Bloomberg.com: Unsafe at Any Rating, CDO Speeds to CCC From AAA: Mark Gilbert
Watching the rating cuts trickle out of the derivatives forest is akin to searching for elephant dung on a path to try and work out how many pachyderms are in the jungle. There's clearly a herd in there. And it's probably much bigger than the ordure you have seen so far would suggest.

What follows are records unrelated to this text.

PR #1950, opened 2024-03-20
Add cell placeholders

mollykreis:
# Pull Request

## 🤨 Rationale

This PR adds a `placeholder` configuration to the following table columns as described in #1869: 
- anchor
- date-text
- duration-text
- number-text
- text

Here's what is most worrying about the coming flood of downgrades and defaults. The U.S. Securities and Exchange Commission is investigating how the biggest brokerage firms priced securities caught up in the subprime meltdown as their values collapsed. My colleague Jonathan Weil last week detailed some of the accounting shenanigans that accompany how banks measure the "fair value'' of their assets.
What happens if the SEC discovers that different units of a single bank assign different values to identical securities? That seems like a viable scenario for what might happen when a complex market of infrequently traded securities whose prices are dependent on a series of assumptions hits trouble.
And what happens if the SEC finds that banks marked the securities they owned at high prices, while attributing much lower values to identical securities offered by their hedge-fund clients as collateral? Again, that seems like a plausible strategy for a bank concerned about the longevity and liquidity of its customers.Suppose regulators decide to play hardball on how the financial community marks to market, imposing rules that outlaw the existing freewheeling approach to how over-the-counter derivatives are assayed.
Moreover, suppose those new decrees come just as much of the underlying collateral is so tarnished as to be almost worthless compared with its initial valuation.
The ensuing carnage in the balance sheets of every financial-services company in the world would dwarf the damage wrought in the securities industry by the subprime crisis so far.